[Collected data entries]
"""

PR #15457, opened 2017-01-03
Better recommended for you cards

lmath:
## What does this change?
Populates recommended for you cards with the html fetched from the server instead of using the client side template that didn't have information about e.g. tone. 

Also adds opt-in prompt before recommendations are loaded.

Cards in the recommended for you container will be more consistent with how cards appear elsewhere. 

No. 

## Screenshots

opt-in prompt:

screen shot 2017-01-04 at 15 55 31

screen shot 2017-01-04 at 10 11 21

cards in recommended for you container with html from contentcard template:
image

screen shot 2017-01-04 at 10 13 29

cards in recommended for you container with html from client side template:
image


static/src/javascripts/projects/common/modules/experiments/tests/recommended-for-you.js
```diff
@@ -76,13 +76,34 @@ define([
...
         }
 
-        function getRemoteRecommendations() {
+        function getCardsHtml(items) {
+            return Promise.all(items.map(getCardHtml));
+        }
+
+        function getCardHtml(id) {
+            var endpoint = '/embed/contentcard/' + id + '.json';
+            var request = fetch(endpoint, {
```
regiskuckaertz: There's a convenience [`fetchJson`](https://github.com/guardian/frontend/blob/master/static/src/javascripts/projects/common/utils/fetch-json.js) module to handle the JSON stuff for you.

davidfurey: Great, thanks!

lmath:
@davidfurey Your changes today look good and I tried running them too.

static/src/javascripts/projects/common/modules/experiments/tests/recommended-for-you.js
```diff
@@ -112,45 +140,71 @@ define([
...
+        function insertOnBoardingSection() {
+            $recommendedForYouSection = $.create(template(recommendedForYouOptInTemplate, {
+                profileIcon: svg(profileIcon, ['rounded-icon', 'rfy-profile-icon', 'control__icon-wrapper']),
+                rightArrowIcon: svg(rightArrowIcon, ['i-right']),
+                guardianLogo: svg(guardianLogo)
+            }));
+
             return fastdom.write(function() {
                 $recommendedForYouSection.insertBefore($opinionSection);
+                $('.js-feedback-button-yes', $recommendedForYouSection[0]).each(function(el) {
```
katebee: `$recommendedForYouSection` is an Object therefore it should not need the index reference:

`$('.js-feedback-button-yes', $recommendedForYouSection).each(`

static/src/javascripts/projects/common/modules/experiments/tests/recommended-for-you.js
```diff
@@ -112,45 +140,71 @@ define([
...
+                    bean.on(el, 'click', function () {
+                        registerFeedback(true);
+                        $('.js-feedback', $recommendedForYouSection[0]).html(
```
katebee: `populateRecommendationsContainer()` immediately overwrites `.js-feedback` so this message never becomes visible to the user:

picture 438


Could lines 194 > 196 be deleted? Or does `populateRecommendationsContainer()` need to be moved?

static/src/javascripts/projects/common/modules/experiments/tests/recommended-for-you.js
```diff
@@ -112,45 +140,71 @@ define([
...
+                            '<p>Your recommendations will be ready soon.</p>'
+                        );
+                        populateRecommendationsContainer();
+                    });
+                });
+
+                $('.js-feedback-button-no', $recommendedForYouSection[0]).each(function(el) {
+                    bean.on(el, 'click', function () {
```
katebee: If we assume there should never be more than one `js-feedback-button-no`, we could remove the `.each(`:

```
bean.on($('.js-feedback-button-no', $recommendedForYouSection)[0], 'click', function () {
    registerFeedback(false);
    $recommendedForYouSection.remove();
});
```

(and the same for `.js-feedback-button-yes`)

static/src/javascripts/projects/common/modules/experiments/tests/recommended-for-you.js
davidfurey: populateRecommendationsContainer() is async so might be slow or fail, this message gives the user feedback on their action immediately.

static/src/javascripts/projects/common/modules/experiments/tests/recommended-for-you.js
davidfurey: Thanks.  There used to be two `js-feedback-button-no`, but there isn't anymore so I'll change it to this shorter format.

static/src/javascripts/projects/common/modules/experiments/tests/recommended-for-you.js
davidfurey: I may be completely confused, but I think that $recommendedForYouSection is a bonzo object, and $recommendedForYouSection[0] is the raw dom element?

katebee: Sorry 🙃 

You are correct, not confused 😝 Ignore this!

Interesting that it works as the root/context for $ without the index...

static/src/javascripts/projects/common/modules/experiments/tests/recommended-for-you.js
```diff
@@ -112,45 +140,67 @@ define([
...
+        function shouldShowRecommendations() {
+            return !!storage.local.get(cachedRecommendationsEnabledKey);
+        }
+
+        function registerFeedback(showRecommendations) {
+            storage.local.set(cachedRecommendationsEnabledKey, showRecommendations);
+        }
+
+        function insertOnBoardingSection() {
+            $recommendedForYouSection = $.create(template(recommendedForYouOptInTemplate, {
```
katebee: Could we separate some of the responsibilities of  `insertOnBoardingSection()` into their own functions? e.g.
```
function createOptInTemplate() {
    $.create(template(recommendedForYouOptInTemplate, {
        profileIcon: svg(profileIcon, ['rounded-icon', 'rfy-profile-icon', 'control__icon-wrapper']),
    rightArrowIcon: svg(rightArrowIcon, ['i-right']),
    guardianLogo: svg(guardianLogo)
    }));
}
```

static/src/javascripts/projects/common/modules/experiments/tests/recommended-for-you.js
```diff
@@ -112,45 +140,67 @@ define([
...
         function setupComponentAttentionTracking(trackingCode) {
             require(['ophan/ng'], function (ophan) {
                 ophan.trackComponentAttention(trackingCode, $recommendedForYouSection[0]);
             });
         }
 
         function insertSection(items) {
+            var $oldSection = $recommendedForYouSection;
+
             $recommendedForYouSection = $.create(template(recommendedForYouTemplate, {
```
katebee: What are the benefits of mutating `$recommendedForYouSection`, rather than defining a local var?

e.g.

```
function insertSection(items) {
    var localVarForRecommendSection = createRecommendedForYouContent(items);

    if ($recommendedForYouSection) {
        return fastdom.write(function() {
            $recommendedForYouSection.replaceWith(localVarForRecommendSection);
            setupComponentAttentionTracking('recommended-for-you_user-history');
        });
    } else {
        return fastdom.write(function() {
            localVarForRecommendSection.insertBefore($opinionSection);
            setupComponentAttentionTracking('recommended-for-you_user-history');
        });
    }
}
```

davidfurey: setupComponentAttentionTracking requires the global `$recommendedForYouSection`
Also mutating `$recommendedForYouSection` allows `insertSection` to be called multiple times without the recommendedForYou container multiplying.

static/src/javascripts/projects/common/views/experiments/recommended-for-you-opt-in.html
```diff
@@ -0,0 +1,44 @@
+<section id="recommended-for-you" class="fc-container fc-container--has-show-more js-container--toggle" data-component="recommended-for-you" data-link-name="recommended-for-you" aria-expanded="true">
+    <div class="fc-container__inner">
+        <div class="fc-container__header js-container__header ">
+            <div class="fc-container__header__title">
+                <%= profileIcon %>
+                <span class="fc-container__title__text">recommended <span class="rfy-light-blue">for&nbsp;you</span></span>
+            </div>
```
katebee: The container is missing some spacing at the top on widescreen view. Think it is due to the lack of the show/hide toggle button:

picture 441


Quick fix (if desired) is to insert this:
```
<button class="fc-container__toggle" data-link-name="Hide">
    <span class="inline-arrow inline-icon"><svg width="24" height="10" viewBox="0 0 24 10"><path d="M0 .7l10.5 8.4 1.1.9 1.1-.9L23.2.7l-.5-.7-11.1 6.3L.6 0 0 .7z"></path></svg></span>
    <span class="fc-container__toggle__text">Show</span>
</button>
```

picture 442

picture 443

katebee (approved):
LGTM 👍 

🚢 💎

"""

▶ **Problem to work on**:
From the entries above, list each line with "this" in it.

▶ **Answer area**:
## What does this change?
katebee: `populateRecommendationsContainer()` immediately overwrites `.js-feedback` so this message never becomes visible to the user:
davidfurey: populateRecommendationsContainer() is async so might be slow or fail, this message gives the user feedback on their action immediately.
davidfurey: Thanks.  There used to be two `js-feedback-button-no`, but there isn't anymore so I'll change it to this shorter format.
You are correct, not confused 😝 Ignore this!
Quick fix (if desired) is to insert this:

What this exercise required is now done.